[Provided data]
Issue #449, opened 2018-12-07
Subscribe to runtime version, update metadata on change


jacogr:
Process -

- API subscribes to runtimeVersion
- When the runtime version changes, retrieve metadata via `state_getMetadata`
- Inject

Basically we want the initialization that happens in https://github.com/polkadot-js/api/blob/master/packages/api/src/Base.ts#L456-L462 to happen on version updates

This is the one area where oo7 does it really well, i.e. `tie` to version, update on changes - https://github.com/paritytech/oo7/blob/master/packages/oo7-substrate/src/bonds.js#L207-L211

ltfschoen:
i tried the following but it gives error that `subscribeRuntimeVersion` is not a function. I also tried adding to polkadot-js/api/packages/api-observable/src/Calls.ts
```
  subscribeRuntimeVersion = (): Observable<Header | undefined> => {
    return this._api.chain.subscribeRuntimeVersion().pipe(
      defaultIfEmpty()
    );
  }
```

```
// Required imports
const { ApiPromise } = require('@polkadot/api');

async function main () {
  const api = await ApiPromise.create();
  
  // Make a subscription to the network head
  api.rpc.chain.subscribeRuntimeVersion((version) => {
    console.log(`Runtime version is: #${version}`);
  });
}

main().catch(console.error).finally(() => process.exit());
```

jacogr:
It is available here - https://github.com/polkadot-js/api/blob/master/packages/type-jsonrpc/src/chain.ts#L72 (Added at the end of last week - and it is being moved to `state` in Substrate)

jacogr:
Needs #459

PR #1326, opened 2019-08-20
Subscribe to runtime version, refresh metadata

jacogr:
Closes https://github.com/polkadot-js/api/issues/449

### DIFF
--- a/packages/api/src/base/Init.ts
+++ b/packages/api/src/base/Init.ts
@@ -104,9 +104,7 @@ export default abstract class Init<ApiType> extends Decorate<ApiType> {
       : await this._rpcCore.state.getMetadata().toPromise();
 
     // based on the node, inject specific types - this is very specific to known chains
-    this.registerTypes(
-      SPEC_TYPES[this._runtimeVersion.specName.toString()]
-    );
+    this.registerTypes(SPEC_TYPES[this._runtimeVersion.specName.toString()]);
 
     // HACK-ish Old EventRecord format for e.g. Alex, based on metadata versions
     if (metadata.version <= 3) {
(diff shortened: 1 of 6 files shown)


packages/api/src/base/Init.ts
```diff
@@ -94,33 +98,59 @@ export default abstract class Init<ApiType> extends Decorate<ApiType> {
...
+
     return metadata;
   }
 
-  private async initFromMeta (metadata: Metadata): Promise<boolean> {
-    // HACK-ish Old EventRecord format for e.g. Alex, based on \metadata format
-    if (metadata.version <= 3) {
-      this.registerTypes(TYPES_SUBSTRATE_1);
-    }
+  private runtimeVersionObservable (): Observable<Promise<boolean>> {
```
amaurymartiny: `Observable<Promise<boolean>>` is kind of weird, why not just Observable?

jacogr: Yes, exceptionally weird. First order of business is actually getting it to work since it is the last thing remaining for 0.90 - actually haven’t figured out how this _should_ look atm, more or less going through steps to see what works and what doesn’t. 

So atm -

- have subscriptions fixed
- actually get events on UI and API on upgrades (not a pleasant testing process at all)
- have some really weird horrors in block decoding (after update)

Hopefully can get some sort of semblance of working tomorrow and start looking how to best structure after that.

jacogr: EDIT: to clarify, depending on the testing, this may not make 0.90, but needs to be in before a first runtime upgrade in Kusama (latest 2 weeks delay after 0.9). 

So trying, but as mentioned this one is a real logistics nightmare (bumping, re-compilation, disabling modules, and the verifying against actual use, etc), so doing what can be done

jacogr:
Still needs to be done, but way outdated here.

PR #1329, opened 2019-08-21
Check Enum index before value on construct

### LINKED ISSUE #1327: export EnumConstructor
Having `error TS4020: 'extends' clause of exported class '...' has or is using private name 'EnumConstructor'.` when i tried to create a class via `extends Enum.with(...)`

export EnumConstructor should solve my problem.

### LINKED ISSUE #1328: When an EnumType's value is also an Enum
```
#Enum.ts
private static decodeEnum (def: TypesDef, value?: any, index?: number | Enum): Decoded {
    if (value instanceof Enum) {
// branch 1)
      return Enum.createValue(def, value._index, value.raw);
    } else if (index instanceof Enum) {
// branch 2)
      return Enum.createValue(def, index._index, index.raw);
    } else if (isNumber(index)) {
// branch 3)
      return Enum.createValue(def, index, value);
    }
...
  }
```
When i provide both value and index, I expect the code runs into branch 3), but it actually runs into branch 1) because the subType is also a Enum.

```
    const typeRegistry = getTypeRegistry();
    const NestedEnum = ClassOfUnsafe('{ "_enum": ["A1", "A2"]}');
    typeRegistry.register({NestedEnum});

    const E = ClassOfUnsafe('{"_enum": {"A": "NestedEnum"}}');

    const a1 = new NestedEnum(0);
    console.log(a1.toString()); // output: A1
    console.log(new E(0, 0).asA.toString()); // expect: A1, works
    console.log(new E(a1, 0).asA.toString()); // expect: A1, fail
// TypeError: Cannot read property 'toLowerCase' of undefined
// at Function.toLowerCase [as createViaJSON]

```

jacogr:
- Closes #1327 
- Closes #1328
- Remove Enum allowed as index (really cannot figure this one out as to applicability)
- Notch up test-coverage for all paths (lacking of that lead us to having to fix here)

cc @ianhe8x Does this fit your needs?

### DIFF
--- a/packages/types/src/codec/Enum.spec.ts
+++ b/packages/types/src/codec/Enum.spec.ts
@@ -234,20 +234,82 @@ describe('Enum', (): void => {
           new Enum(['foo', 'bar'], 1).eq('foo')
         ).toBe(false);
       });
+
+      it('has isNone set, with correct index (i.e. no values are used)', (): void => {
+        const test = new Enum(['foo', 'bar'], 1);
+
+        expect(test.isNone).toBe(true);
+        expect(test.index).toEqual(1);
+      });
     });
   });
 
-  describe('toRawType', (): void => {
-    it('has a sane output for basic enums', (): void => {
-      expect(
-        new Enum(['foo', 'bar']).toRawType()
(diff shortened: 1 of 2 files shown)


ianhe8x:
I believe so, thanks.

PR #1330, opened 2019-08-21
Cleanups & expand tests

jacogr:


packages/types/src/primitive/Generic/Vote.ts
```diff
@@ -4,12 +4,18 @@
...
+import { isBoolean, isNumber, isU8a, isUndefined } from '@polkadot/util';
 
 import { createType } from '../../codec/create';
 import U8aFixed from '../../codec/U8aFixed';
 import Bool from '../Bool';
 
+// eslint-disable-next-line @typescript-eslint/ban-types
+type InputTypes = boolean | number | Boolean | Uint8Array | {
+  aye: boolean;
+  conviction?: number | ('None' | 'Locked1x' | 'Locked2x' | 'Locked3x' | 'Locked4x' | 'Locked5x');
```
amaurymartiny: out of curiosity, why the parenthesis here?

packages/types/src/primitive/Generic/Vote.ts
```diff
@@ -26,7 +32,7 @@ export default class Vote extends U8aFixed {
 
   private _conviction: Conviction;
 
-  public constructor (value?: any) {
+  public constructor (value?: InputTypes) {
```
amaurymartiny: This might be a good idea for all type constructors actually, so we can remove the any

packages/types/src/primitive/Generic/Vote.ts
jacogr: lol, for my sanity - wanted to group the "string values" since they belong together. (And didn't want to define yet another type that is not actually exported.)

To be brutally honest, I'm still rally unhappy with Vote as it stands. This is the 2nd round of cleanups here and it still just doesn't quite get clean. (But each bit helps)

packages/types/src/primitive/Generic/Vote.ts
jacogr: Agreed. I'm on a drive to -

- expand tests (each time I touch them, I find bugs, aka check the VecFixed that just went it - it was buggy)
- cleanup CodeClimate, get rid of the duplication, get rid of the noise, make it code to be proud of

Well, I do these mostly while waiting for other stuff, just drives me batty that I'm still finding bugs atm.

jacogr: Tracking this over time - https://codeclimate.com/github/polkadot-js/api/trends/technical_debt

PR #2279, opened 2020-05-13
Update evm definitions to include vicinity

drewstone:
Not sure if this needs to be included to get rid of an unknown event error but this is not included in the types definitions.


packages/types/src/interfaces/evm/definitions.ts
```diff
@@ -18,6 +18,10 @@ export default {
       address: 'H160',
       topics: 'Vec<H256>',
       data: 'Bytes'
+    },
+    Vicinity: {
+      gas_price: 'U256',
```
jacogr, line 23:
```suggestion
      gasPrice: 'U256',
```

PR #2329, opened 2020-06-03
Adding some extra notes on changes in the specname

g2udevelopment:
Adding some extra notes to the faq about custom types when using node-template and an alternative specName.


jacogr:
Thanks a million for this, really appreciated to make the road smoother for the next guy/gal.

PR #2336, opened 2020-06-07
remove unnecessary checks

xlc:
No idea why those checks are needed. They blocks us having types like

```
{
	Foo: {
		_enum: {
			A: 'Null',
			B: 'Option<Balance>'
		}
	},
	Bar: 'Result<Option<Balance>, Balance>',
}

```


jacogr:
The example can be done, just with more effort. 

So really happy with this, however we have had anything out of this list breaking due to gen issues in the past. So it has been adjusted with additional when confirmed working. (Worst we can have is breaking generators)

So a blanket removal without each one at least use internally or as a confirmed test is going to be problematic.

xlc:
I guess one of the root issue is those code doesn't have any tests...

jacogr:
100%, that is the underlying issue - the only tests are for the internal types since the TS output is the thing that breaks.

PR #2342, opened 2020-06-10
Add SudoBalances to Proxy Types

joepetrowski:
Ref: https://github.com/paritytech/polkadot/blob/v0.8.6/runtime/polkadot/src/lib.rs#L766L772


jacogr:
Already done - it is spec-specific, see

- https://github.com/polkadot-js/api/blob/master/packages/types-known/src/spec/westend.ts#L32
- https://github.com/polkadot-js/api/blob/master/packages/types-known/src/spec/polkadot.ts#L23

PR #2346, opened 2020-06-10
impovement: better typing of entries related funcs

monitz87:


jacogr:
As always, thanks an absolute million!

PR #2347, opened 2020-06-10
Metadata bump

emostov:
Update `v11/static-substrate.json` and `v11/static.ts` based off of metadata from polkadot `v0.8.7`.


jacogr:
Thanks for this. However the `substrate` metadata is always generated from substrate master, not Polkadot.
[/Provided data]
Instructions to follow
Would you copy out exactly the lines above that start at the one containing "not just Observable?" and end at the one containing "- actually get", inclusive?

Final answer
amaurymartiny: `Observable<Promise<boolean>>` is kind of weird, why not just Observable?

jacogr: Yes, exceptionally weird. First order of business is actually getting it to work since it is the last thing remaining for 0.90 - actually haven’t figured out how this _should_ look atm, more or less going through steps to see what works and what doesn’t. 

So atm -

- have subscriptions fixed
- actually get events on UI and API on upgrades (not a pleasant testing process at all)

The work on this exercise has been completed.